Listed Building – Grade II
- Designated: 26 February 1954
- Reference no.: 1051811

= Maids Head Hotel =

4 Star hotel in Norwich, England

The Maids Head Hotel is an AA 4 star hotel in the English city of Norwich within the county of Norfolk in the United Kingdom. The hotel has been a Grade II* listed building since 26 February 1954.

==Location==
The hotel is in the city centre area of Norwich known as Tombland and is very close to Norwich Cathedral.

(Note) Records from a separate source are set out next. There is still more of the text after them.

PR #2379, opened 2020-12-05
[Documentation] Relocated file

mtekman:
lsp-client.el no longer exists and the equivalent function is in lsp-mode.el


yyoncho (approved):

yyoncho:
Thank you!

Norwich railway station is 0.7 mi south east of the hotel. The nearest airport is Norwich Airport and is 3.5 mi north of the hotel

==Description==
The hotel dates from the 13th century and is amalgamation of at least 6 buildings. The main façade faces on to intersection of three streets, Tombland, Wensum Street and Palace Street. The hotel has a total of 84 bedrooms all of which are en-suite. The hotel also has a mixture of meeting and conference room facilities. There is also a restaurant which is called The WinePress @ Wensum. The hotel has two bar areas. The Maids Head Bar features Jacobean Oak panelling and has been reputedly frequented by guests such as Horatio Nelson and Edith Cavell. There is also a second bar which is called the Yard Bar.

==History==
Queen Elizabeth I of England was said to have slept at the hotel in 1587.